Amerikanern wird zu Unrecht so einiges unterstellt, auch dass sie keine Sportwagen bauen können. Ein bitterer Vorwurf, der jedoch sofort von der Corvette C 6 widerlegt wird. Flach wie ein Raubtier kauert die Vette über dem Boden, eine markante Form, die sofort alle Blicke auf sich zieht, so weit das Auge reicht. Ohne...

Schlüsseleinsatz öffnet sich die Tür – ein weiterer Hingucker für die Passanten – und man gleitet in das ergonomische Cockpit. Viel Platz ist hier nicht, aber da man auf bequemen Ledersesseln praktisch über der Straße liegt und nicht sitzt, fühlt man sich doch äußert bequem, selbst auf langen Strecken.

Nirgendwo gibt es mehr Leistung pro Euro. Und Fahrspaß gratis dazu.
Der Achtzylinder startet mit Knopfdruck und meldet sich tief, aber dezent grollend zu Wort, die leicht hakelige Schaltung ist etwas gewöhnungsbedürftig, aber ideal angebracht. Anfänger sollten im 2. Gang anfahren, denn auch mit kaltem Motor entfalten die sechs Liter Hubraum satte 404 PS und einen gewaltigen Vortrieb. Die ewig lange Motorhaube und das klotzige Heck sind aus der Fahrerposition kaum sichtbar, der Wagen erstaunlich übersichtlich und selbst in knappen Parklücken ohne weiteres einzustellen. Die Lenkung ist direkt, das Fahrwerk ungewöhnlich gut abgestimmt, Schlaglöcher und Bodenwellen werden hart an den Fahrer weitergegeben. Beim Beschleunigen lernt man viel über die Herkunft des Wortes „Vortrieb“, denn dieser Wagen will einfach nicht aufhören zu beschleunigen. Die Ingenieure haben freundlicherweise ein Heads-Up-Display eingebaut, der Tempo, Drehzahl und Öltemperatur auf die Windschutzscheibe projiziert, so dass der Fahrer den Blick nie von der Fahrbahn nehmen muss. Bei ca. 240 km/h sind wir erst bei knapp über 3000 Umdrehungen, und erst bei Tempo 300 findet die Vette ihre Spitzengeschwindigkeit. Auch bei höchsten Geschwindigkeiten liegt die Vette satt auf der Straße, Motor, Lenkung und Fahrwerk sind ausgereift und perfekt harmonisch.

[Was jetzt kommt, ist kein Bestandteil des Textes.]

PR #693, opened 2023-11-03
Add microsoft\phi_1 example

zhangxiang1993:


examples/directml/phi_1/README.md
jambayk, line 1: Please format the new code using lintrunner with the instructions at https://github.com/microsoft/Olive/blob/main/CONTRIBUTING.md#linting

The MYPY linter is slow so you could skip it using the following:
```
lintrunner --skip MYPY -a
```

examples/directml/phi_1/README.md
```diff
@@ -0,0 +1,76 @@
...
+
+# Conversion to ONNX and Latency Optimization
+
+The easiest way to optimize the pipeline is with the `microsoft_phi.py` helper script:
+
+```
+python microsoft_phi.py --optimize
+```
+
+The language model phi-1 is large, and the optimization process is resource intensive. The optimization process can easily take more than 128GB of memory. You can still optimize the model on a machine with less memory, but you'd have to increase your paging file size accordingly and the conversion process will take significantly longer to complete (many hours).
```
jambayk, line 34: Is this comment still relevant since the model is much smaller than other examples like SD, Dolly, LlaMA, etc?

examples/directml/phi_1/microsoft_phi.py
```diff
@@ -0,0 +1,99 @@
+# from olive.workflows import run as olive_run
```
jambayk, line 1: Could you remove these commented code before the copyright header?

examples/directml/phi_1/microsoft_phi.py
```diff
@@ -0,0 +1,99 @@
...
+import os
+import shutil
+import sys
+from pathlib import Path
+
+import onnxruntime as ort
+from packaging import version
+from olive.workflows import run as olive_run
+
+# pylint: disable=redefined-outer-name
```
PatriceVignola, line 19: Why is this needed?

examples/directml/phi_1/phi_1_config.json
```diff
@@ -0,0 +1,78 @@
+{
```
PatriceVignola, line 1: The nomenclature in the directml examples folder is to prefix the `config` instead of having it as a suffix.

examples/directml/phi_1/microsoft_phi.py
zhangxiang1993: To disable the following warning:
Warning (PYLINT) W0621
    Redefining name 'script_dir' from outer scope (line 70) (redefined-outer-
    name)

examples/directml/phi/README.md
```diff
@@ -0,0 +1,74 @@
...
+# sample inputs
+inputs = tokenizer('''def print_prime(n):
+               """
+               Print all primes between 1 and n
+               """'''
+```
+
+```
+python .\optimize.py --inference
+def print_prime(n):
```
guotuofeng, line 48: the indentation should be same for two defs?

examples/directml/phi/README.md
```diff
@@ -0,0 +1,74 @@
...
+```
+
+Once the script successfully completes, the optimized ONNX pipeline will be stored under `models/optimized/microsoft/phi-1` or `models/optimized/microsoft/phi-1_5`.
+
+# Test Inference
+Re-running the script with `--inference`
+```
+# sample inputs
+inputs = tokenizer('''def print_prime(n):
+               """
```
guotuofeng, line 41: the left whitespace should be four?

examples/directml/phi_1/microsoft_phi.py
PatriceVignola: Sure, but the solution would be to rename the variable to not overwrite it then. I don't see where the redefining is happening either.

examples/directml/phi/microsoft_phi.py
```diff
@@ -0,0 +1,96 @@
...
+        assert conversion_footprint
+
+        model_info = {
+            "unoptimized": {
+                "path": Path(conversion_footprint["model_config"]["config"]["model_path"]),
+            },
+        }
+        print(f"Unoptimized Model : {model_info['unoptimized']['path']}")
+
+    # Create a copy of the unoptimized model directory, then overwrite with optimized models from the olive cache.
```
PatriceVignola, line 49: We don't have the optimized models yet, so we can get rid of the second part of the sentence.

PatriceVignola (approved):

Schöne Nase und knackiges Hinterteil.
Kein Wunder, dass die Verkehrsteilnehmer die Vette meist von hinten zu sehen bekommen – hier gilt der Ausruf eines italienischen Freundes: „Was für ein schöner Hintern!“, denn die vier Rundlichter und die vier armdicken Auspuffrohre sind heute ein ungewöhnlicher Anblick. Das Überholimage ist entsprechend gut. Es gibt keinen, der nicht sofort die Überholspur räumt – vielleicht auch nur, um sich die Vette mal aus der Nähe anzuschauen. Ein Manko ist der kleine Kofferraum, in dem maximal zwei weiche Reisetaschen Platz finden. Besitzer von Hartschalenkoffern werden daran keine Freude haben. Viel Freude macht dagegen der Verbrauch, der auf Landstrasse und Autobahn tatsächlich lediglich 9 bis 15 Liter Normalbenzin ausmacht. Auch bei Spitzengeschwindigkeit ist die Vette trotz sechs Liter Hubraum weitaus sparsamer als viele moderne deutsche Limousinen mit kleinerem Motor. Was für amerikanische Autos ein kleines Wunder ist.

Eine Corvette gibt es ab ca. 62.000 Euro, die Cabrioversion kostet ein wenig mehr. Dafür gibt es 404 PS, sechs Liter Hubraum und mehr neidische Blicke, als Sie glauben. Die Vette bietet zwei Erwachsenen Platz, das war’s. Aber mal ehrlich, wer will damit schon seine Schwiegermutter mitnehmen?